__What the exercise asks__
Write out the stretch of lines below that begins at the line with "## Test plan" and ends at the line with "- [x] New regression", including both, exactly as given and nothing more.

(Dataset records)
PR #408, opened 2026-05-25
Fix slice broadcast through inline (sub-kernel call) emit path

ksk-jij:
## Summary

Slice assignment broadcast (e.g. `qs[a:b] = qmc.h(qs[a:b])`) only worked when written directly in the entry kernel. When the same pattern lived in a sub-kernel and the sub was invoked via inline from another kernel, emit failed with `QubitIndexResolutionError: Computed qubit ID '<qs_slice_uuid>_0' not found in qubit_map`. The bug was present from the original slice-broadcast commit (1953c81e) — sub-kernel-via-inline was simply never covered by tests.

Root cause: `ValueSubstitutor.substitute_value` and `_resubstitute_fields` were rewriting `parent_array` / `slice_of` only when the field's own UUID appeared in the substitution map. For an element value inside a callee's broadcast loop the chain is `element.parent_array = sliced_av_clone` (a freshly-cloned UUID not in the map) and `sliced_av_clone.slice_of = qs_param_clone` (a UUID that *is* in the map). A shallow direct-lookup check missed the nested reference, so emit walked a stale `slice_of` pointing at the inner block's input parameter rather than the outer-allocated array.

Fix: substitute `parent_array` and `slice_of` by recursing through `substitute_value` so the slice chain is walked field-by-field and every transitively referenced callee dummy is rewritten consistently. The recursion is bounded by the depth of the call / slice graph, so this works for arbitrarily deep sub-kernel chains and arbitrarily deep nested slices.

## Test plan

- [x] New regression class `TestInlineCallSliceBroadcast` in `tests/circuit/test_slice_pattern_correctness.py` with 11 cases covering: concrete slice, symbolic slice over `n ∈ {3, 5, 7}`, slice-of-slice, multi-slice, slice + scalar mix, two-level inline, four-level inline, nested slice through two-level inline, and `VectorView` passed as a sub-kernel argument with further re-slicing inside.
- [x] Cross-backend execution (Qiskit / QuriParts / CUDA-Q) via the existing `_assert_cross_backend_matches` helper; statevector comparison against an analytic Qiskit reference for every backend that imports successfully.
- [x] Existing slice / inline / transpiler tests remain green: `tests/circuit/test_slice_pattern_correctness.py`, `tests/circuit/test_vector_slicing.py`, `tests/circuit/test_drawer_slice.py`, `tests/transpiler/` all pass (5935 passed, 465 skipped on `tests/circuit/ tests/transpiler/`).
- [x] `ruff check qamomile/ tests/` clean; `ruff format --check qamomile/ tests/` clean.
- [x] `zuban check qamomile/` introduces 0 new errors (the 81 reported errors are pre-existing on `main`, verified by re-running against the base branch).
- [x] `/local-review` clean (P0–P3 all zero).

### DIFF
--- a/qamomile/circuit/transpiler/passes/value_mapping.py
+++ b/qamomile/circuit/transpiler/passes/value_mapping.py
@@ -318,9 +318,9 @@ class ValueSubstitutor:
             fields are left unchanged.
         """
         new_parent_array = v.parent_array
-        if v.parent_array is not None and v.parent_array.uuid in self._value_map:
-            sub_pa = self._chase_transitive(v.parent_array)
-            if isinstance(sub_pa, ArrayValue):
+        if v.parent_array is not None:
+            sub_pa = self.substitute_value(v.parent_array)
+            if isinstance(sub_pa, ArrayValue) and sub_pa is not v.parent_array:
                 new_parent_array = sub_pa
 
         new_element_indices = v.element_indices
@@ -349,9 +349,12 @@ class ValueSubstitutor:
                 new_shape = tuple(new_shape_list)
 
             new_slice_of = v.slice_of
-            if v.slice_of is not None and v.slice_of.uuid in self._value_map:
-                sub_slice_of = self._chase_transitive(v.slice_of)
-                if isinstance(sub_slice_of, ArrayValue):
+            if v.slice_of is not None:
+                sub_slice_of = self.substitute_value(v.slice_of)
+                if (
+                    isinstance(sub_slice_of, ArrayValue)
+                    and sub_slice_of is not v.slice_of
+                ):
                     new_slice_of = sub_slice_of
             new_slice_start = v.slice_start
             if v.slice_start is not None and v.slice_start.uuid in self._value_map:
@@ -461,11 +464,22 @@ class ValueSubstitutor:
             new_shape: tuple[Value, ...] | None = None
             changed = False
 
-            # Check if this is an array element whose parent_array should be substituted
-            if v.parent_array is not None and v.parent_array.uuid in self._value_map:
-                new_parent = self._chase_transitive(v.parent_array)
-                if isinstance(new_parent, ArrayValue):
-                    new_parent_array = new_parent
+            # Substitute the parent_array.  ``v.parent_array`` itself may
+            # not be in the map (it can be a freshly-cloned slice-view
+            # ``ArrayValue`` whose own ``slice_of`` is the callee dummy
+            # being substituted), so a direct ``uuid in self._value_map``
+            # check would leave the parent_array's stale internal fields
+            # in place.  Recursing through ``substitute_value`` walks the
+            # parent_array's fields so the slice chain is rewritten
+            # consistently when a sub-kernel containing
+            # ``qs[a:b] = qmc.h(qs[a:b])`` is inlined.
+            if v.parent_array is not None:
+                sub_parent = self.substitute_value(v.parent_array)
+                if (
+                    isinstance(sub_parent, ArrayValue)
+                    and sub_parent is not v.parent_array
+                ):
+                    new_parent_array = sub_parent
                     changed = True
 
             # Also check element_indices for substitution
@@ -520,9 +534,16 @@ class ValueSubstitutor:
                 new_slice_start_v = v.slice_start
                 new_slice_step_v = v.slice_step
 
-                if v.slice_of is not None and v.slice_of.uuid in self._value_map:
-                    sub_slice_of = self._chase_transitive(v.slice_of)
-                    if isinstance(sub_slice_of, ArrayValue):
+                # ``slice_of`` may also point at a freshly-cloned sliced
+                # ``ArrayValue`` whose own slice metadata still references
+                # the callee dummy.  Recurse through ``substitute_value``
+                # so nested slices (slice-of-slice) get rewritten too.
+                if v.slice_of is not None:
+                    sub_slice_of = self.substitute_value(v.slice_of)
+                    if (
+                        isinstance(sub_slice_of, ArrayValue)
+                        and sub_slice_of is not v.slice_of
+                    ):
                         new_slice_of_v = sub_slice_of
                         slice_meta_changed = True
 
--- a/tests/circuit/test_slice_pattern_correctness.py
+++ b/tests/circuit/test_slice_pattern_correctness.py
@@ -366,6 +366,411 @@ class TestInlineSliceAssignBroadcast:
         assert int(est.gates.total) == 3
 
 
+# Module-scope sub-kernels used by ``TestInlineCallSliceBroadcast``.
+# They live at module scope (rather than as class attributes) for the
+# same name-resolution reason as ``_h_all``: the entry kernels reference
+# them by bare name, which is looked up via the function's
+# ``__globals__``.
+
+
+@qmc.qkernel
+def _slice_broadcast_inner(qs: qmc.Vector[qmc.Qubit]) -> qmc.Vector[qmc.Qubit]:
+    """Apply ``qs[0:2] = qmc.h(qs[0:2])`` inside a sub-kernel.
+
+    Args:
+        qs (qmc.Vector[qmc.Qubit]): Quantum register whose first two
+            qubits are broadcast-H'd in-place.
+
+    Returns:
+        qmc.Vector[qmc.Qubit]: The same register with the slice
+            assignment applied.
+    """
+    qs[0:2] = qmc.h(qs[0:2])
+    return qs
+
+
+@qmc.qkernel
+def _symbolic_slice_inner(qs: qmc.Vector[qmc.Qubit]) -> qmc.Vector[qmc.Qubit]:
+    """Apply ``qs[0:n-1] = qmc.h(qs[0:n-1])`` with symbolic bound.
+
+    Args:
+        qs (qmc.Vector[qmc.Qubit]): Quantum register; the slice covers
+            every element except the last.
+
+    Returns:
+        qmc.Vector[qmc.Qubit]: The same register with the symbolic
+            slice broadcast applied.
+    """
+    n = qs.shape[0]
+    qs[0 : n - 1] = qmc.h(qs[0 : n - 1])
+    return qs
+
+
+@qmc.qkernel
+def _nested_slice_inner(qs: qmc.Vector[qmc.Qubit]) -> qmc.Vector[qmc.Qubit]:
+    """Apply a slice-of-slice broadcast inside a sub-kernel.
+
+    Builds ``s1 = qs[0:4]`` (a view) and then broadcasts H on
+    ``s1[0:2]`` (a view of a view).  The two-level slice chain
+    stresses recursive ``slice_of`` rewriting through ``InlinePass``.
+
+    Args:
+        qs (qmc.Vector[qmc.Qubit]): Quantum register of length >= 4.
+
+    Returns:
+        qmc.Vector[qmc.Qubit]: The register with H applied to
+            ``qs[0]`` and ``qs[1]``.
+    """
+    s1 = qs[0:4]
+    s1[0:2] = qmc.h(s1[0:2])
+    qs[0:4] = s1
+    return qs
+
+
+@qmc.qkernel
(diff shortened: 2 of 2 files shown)


ksk-jij:
# fix-inline-slice-broadcast — work summary

## 1. Problem overview

Qamomile is a quantum programming language that lowers Python functions decorated with `@qmc.qkernel` into an IR (intermediate representation) and transpiles them for backends such as Qiskit, QuriParts, and CUDA-Q. This branch touches `InlinePass`, a transpiler pass whose role is to expand a callee kernel's body into the caller whenever one `@qmc.qkernel`-decorated function (hereafter "kernel") invokes another.

The bug on `main` is that writing a slice-assignment broadcast (e.g. `qs[0:2] = qmc.h(qs[0:2])`) **inside a sub-kernel and then invoking that sub-kernel from an entry kernel via inline** raises `QubitIndexResolutionError` at emit time. The very same syntax written directly inside the entry kernel (e.g. `TestInlineSliceAssignBroadcast` in `tests/circuit/test_slice_pattern_correctness.py`) transpiles fine. In other words, the error is not driven by how the user writes the code but by whether the pattern passes through even one inline call.

A minimal reproducer is the following.

```python
@qmc.qkernel
def inner(qs: qmc.Vector[qmc.Qubit]) -> qmc.Vector[qmc.Qubit]:
    qs[0:2] = qmc.h(qs[0:2])
    return qs

@qmc.qkernel
def entry() -> qmc.Vector[qmc.Bit]:
    qs = qmc.qubit_array(3, "qs")
    qs = inner(qs)
    return qmc.measure(qs)

QiskitTranspiler().transpile(entry)
# QubitIndexResolutionError: Failed to resolve qubit indices for gate 'H'.
#   Operand 0: 'qs[slice][i]' ... Computed qubit ID '<...>_0' not found in qubit_map.
```

The bug lives in the value substitution (`ValueSubstitutor`) performed by `InlinePass`. `InlinePass` clones every IR value (`Value` / `ArrayValue` etc.) appearing inside the sub-kernel's body with a fresh UUID and substitutes the sub-kernel's formal parameters with the caller's actual arguments. The problem is that when the slice-view representation (`ArrayValue.slice_of`) is embedded as a nested field, substitution never reaches that inner reference. Details follow in later sections. This branch fixes the root cause by making the `ValueSubstitutor` substitution logic recursive.

## 2. Frontend (user-facing code) changes

Nothing changes in the `@qmc.qkernel` syntax or API the user writes. Error messages and function signatures are unchanged. The only observable difference is that "code patterns that used to fail on main now transpile correctly on this branch."

An example of user code that fails on main and works on this branch:

```python
@qmc.qkernel
def inner(qs: qmc.Vector[qmc.Qubit]) -> qmc.Vector[qmc.Qubit]:
    qs[0:2] = qmc.h(qs[0:2])   # slice-broadcast assignment
    return qs

@qmc.qkernel
def entry() -> qmc.Vector[qmc.Bit]:
    qs = qmc.qubit_array(3, "qs")
    qs = inner(qs)              # sub-kernel reached via inline
    return qmc.measure(qs)
```

The expected behaviour is that H is applied only to `qs[0]` and `qs[1]` and `qs[2]` stays unchanged. As regression coverage, 9 test methods were added to a new `TestInlineCallSliceBroadcast` class starting at `tests/circuit/test_slice_pattern_correctness.py:630` (one of them is parametrized over `n ∈ {3, 5, 7}`, so the pytest case total comes to 11), and each verifies that the statevector matches an analytic reference on Qiskit, QuriParts, and CUDA-Q. The cases cover the following combinations:

- A sub-kernel containing a concrete slice (`qs[0:2]`) invoked through one level of inline.
- A sub-kernel containing a symbolic slice (`qs[0:n-1]`) invoked through one level of inline, parametrized over `n ∈ {3, 5, 7}`.
- A nested slice that takes a further slice of a slice view (`s1 = qs[0:4]; s1[0:2] = qmc.h(s1[0:2])`).
- Multiple non-overlapping slice broadcasts in the same sub-kernel (`qs[0:2] = ...; qs[2:4] = ...`).
- Slice broadcast and a scalar element gate (`qs[2] = qmc.h(qs[2])`) mixed in the same sub-kernel.
- Two-level and four-level inline chains (`entry → l3 → l2 → l1 → l0`) where only the innermost kernel performs the slice broadcast.
- A nested slice reached through two levels of inline.
- Passing a slice view (`VectorView`) as a sub-kernel argument and re-slicing it inside the sub-kernel to perform a broadcast.

"Inline survives at arbitrary depth" is exercised by the four-level chain test (`test_four_level_inline_transpile_and_statevector_match` at `tests/circuit/test_slice_pattern_correctness.py:754`). The recursion depth is not artificially capped, so the same logic works at any greater depth by design.

## 3. Backend (IR / passes) changes

The implementation diff sits in a single file (`qamomile/circuit/transpiler/passes/value_mapping.py`), with four changed locations. Both changed methods belong to the `ValueSubstitutor` class: `substitute_value` and `_resubstitute_fields`.

A recap of the relevant IR first. In Qamomile's IR a `Value` representing an array element (`q[i]`) holds metadata describing "which array and which index" via `parent_array` / `element_indices` (`qamomile/circuit/ir/value.py`). A slice view (`q[0:2]`) is represented as a fresh `ArrayValue` and uses the `slice_of` field to record "of which array this is a slice." An element of a slice view (`q[0:2][i]`) therefore has `parent_array` pointing to that slice view (an `ArrayValue` with `slice_of` set) — a nested reference graph. Emit-time qubit resolution starts from the element, follows `parent_array`, and then walks the `slice_of` chain down to the root to produce the final physical qubit index.

`InlinePass` (`qamomile/circuit/transpiler/passes/inline.py`) rewrites values in two phases during expansion. Phase one is `UUIDRemapper` cloning every `Value` in the sub-kernel's body with a fresh UUID; the clone rebuilds inner fields such as `slice_of` accordingly (`qamomile/circuit/transpiler/passes/value_mapping.py:137-182`). Phase two is `ValueSubstitutor` building a map "sub-kernel formal parameter (now a cloned UUID) → caller's actual argument" and rewriting each operation against it. The bug was in phase two.

On main, `substitute_value` (`qamomile/circuit/transpiler/passes/value_mapping.py:460`) handled the element value `v`'s `parent_array` substitution via only a direct `v.parent_array.uuid in self._value_map` lookup. When rewriting a slice-view element after inline, the reference graph has three layers: the outermost `v` is the element value, and its own `uuid` is not in the substitution map; `v.parent_array` is the slice view (`ArrayValue`), which holds a freshly-cloned UUID assigned by `InlinePass` and is also not in the substitution map; and finally `v.parent_array.slice_of` points at the sub-kernel's formal parameter `qs`, whose UUID **alone** is registered in the substitution map (`qs_dummy → caller's qs`). The direct lookup missed at both the outermost and middle layers, so the substitution that should have happened at the deepest layer never ran.

By the time emit ran, the element value's `parent_array.slice_of` still pointed at the sub-kernel's formal parameter (a clone UUID that should no longer be referenced from anywhere). `ResourceAllocator` walking the `slice_of` chain to the root then looked that UUID up in `qubit_map`, predictably failed to find it, and halted with `QubitIndexResolutionError` — the final crash site.

The fix changes how `parent_array` and `slice_of` are substituted: instead of a direct UUID lookup, the code now calls `substitute_value` recursively. The recursion descends one field at a time, and whenever a UUID is found in the substitution map at any layer, it is replaced at that point and the result propagates back up through the parent's field. The specific changed locations are:

- `qamomile/circuit/transpiler/passes/value_mapping.py:476-483` — `substitute_value`'s `parent_array` substitution. Instead of `v.parent_array.uuid in self._value_map`, it calls `self.substitute_value(v.parent_array)` and treats the result as substituted iff it is a different instance from the input.
- `qamomile/circuit/transpiler/passes/value_mapping.py:541-548` — `substitute_value`'s `slice_of` substitution. Same recursion-based rewrite. Nested slices (slice-of-slice) are resolved by the same logic as a side effect of the recursion.
- `qamomile/circuit/transpiler/passes/value_mapping.py:321-324` — `_resubstitute_fields`'s `parent_array` substitution. `_resubstitute_fields` is a helper used when a direct lookup of a `Value` returns a different `Value` whose own fields still reference UUIDs that need further substitution. The same recursion is applied here.
- `qamomile/circuit/transpiler/passes/value_mapping.py:351-358` — `_resubstitute_fields`'s `slice_of` substitution. Likewise recursive.

The recursion depth is bounded by "inline-chain depth + slice nesting depth." Both are finite (no cycles) in Qamomile's IR, so infinite recursion is impossible. The recursion terminates as soon as it reaches a non-sliced `ArrayValue` with no `parent_array`.

On performance, each `substitute_value` call now adds one extra function-call frame, but for values without slice metadata the recursive call immediately returns "the same instance" and exits, so the practical overhead is negligible. All tests under `tests/transpiler/` (869 cases) and `tests/circuit/` (5066 cases) pass with no measurable runtime increase.

## 4. Alternatives considered and rationale for the chosen approach

Three approaches were considered.

**A. Recursive value substitution inside `InlinePass` (chosen).**

Change `ValueSubstitutor`'s `parent_array` / `slice_of` substitution from "direct UUID lookup" to "recursive `substitute_value` call." This is the chosen approach.

Its advantages: it patches the exact site where the bug occurs; it stays consistent with `InlinePass`'s responsibility (rewriting formal parameters into actual arguments during sub-kernel expansion); and any UUID registered in the substitution map is guaranteed to be rewritten regardless of how deeply nested it is embedded. The same pattern naturally extends to future field additions beyond slices. The diff size is also small (four sites).

**B. Normalize `VectorView` at frontend IR-emission time so `parent_array` never carries it (rejected).**

The idea is to fold the `slice_of` chain all the way to the root when `VectorView` (the frontend representation of a slice view) is lowered to IR, so that the element value's `parent_array` always points at the original `ArrayValue` directly.

Rejected for two reasons. First, the `slice_of` chain itself encodes "how many layers of logical slice views are stacked," which is the basis for computing physical qubit indices at emit time via the affine map (`parent_index = slice_start + slice_step * view_local_index`). Folding it early only works when `slice_start` / `slice_step` are compile-time constants; symbolic slices (with `UInt` parameters) would still need dynamic expansion. Second, the frontend `VectorView` machinery is deeply intertwined with borrow tracking (which slots a view is currently borrowing), so changing it would force a re-evaluation of every existing slice-validation pass including `SliceBorrowCheckPass`. The bug is fundamentally "missed nested-reference substitution at the IR level," which is not the frontend's responsibility, so a cross-layer overhaul is overkill.

**C. Defensive emit-time fallback so stale `slice_of` is still resolvable (rejected).**

Add logic to `ResourceAllocator._resolve_root_qubit_address` that, when the `qubit_map` lookup misses, falls back to resolving the qubit through a different path (e.g. by `logical_id`) instead of the `slice_of` chain.

Rejected because that hides the symptom rather than fixing the cause. The post-`InlinePass` IR is supposed to satisfy the invariant "no value should still reference a sub-kernel-internal clone UUID," and accepting stale references at emit would blur that invariant. Several other transpiler passes (`analyze`, `classical_lowering`, `plan`, etc.) also implicitly assume that `InlinePass`'s output is internally consistent, so making emit alone defensive would leave the same class of bug latent elsewhere.

## 5. Known limitations

`_resubstitute_fields`'s substitution of `element_indices` / `shape` / `slice_start` / `slice_step` is still a shallow UUID lookup (`qamomile/circuit/transpiler/passes/value_mapping.py:326-336`, `:338-349`, `:359-368`). These fields are all scalar values (`UInt` etc.) in today's IR and do not themselves carry `parent_array` or `slice_of`, so the nested-substitution-miss problem fixed in this branch does not arise. If a future IR extension introduces "use a slice-derived value as an index or shape dimension," these fields will also need the same recursion. When: future IR extensions. Why: the current scalar assumption would break. Future fix: replace the direct UUID lookups with recursive `substitute_value` calls.

Similarly, `_has_referenced_field` (`qamomile/circuit/transpiler/passes/value_mapping.py:273-306`) is also a shallow UUID check. It is a helper that decides whether to call `_resubstitute_fields`, and the only case where "the nested field needs substitution but the shallow check misses it" arises today is via the `parent_array` / `slice_of` path, which this branch handles through the fall-through branch of `substitute_value` rather than through `_has_referenced_field`. The same follow-up applies: an IR extension that introduces the same nested-reference pattern via another path would need this helper updated too.

There are no other known limitations.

__Exercise solution__
## Test plan

- [x] New regression class `TestInlineCallSliceBroadcast` in `tests/circuit/test_slice_pattern_correctness.py` with 11 cases covering: concrete slice, symbolic slice over `n ∈ {3, 5, 7}`, slice-of-slice, multi-slice, slice + scalar mix, two-level inline, four-level inline, nested slice through two-level inline, and `VectorView` passed as a sub-kernel argument with further re-slicing inside.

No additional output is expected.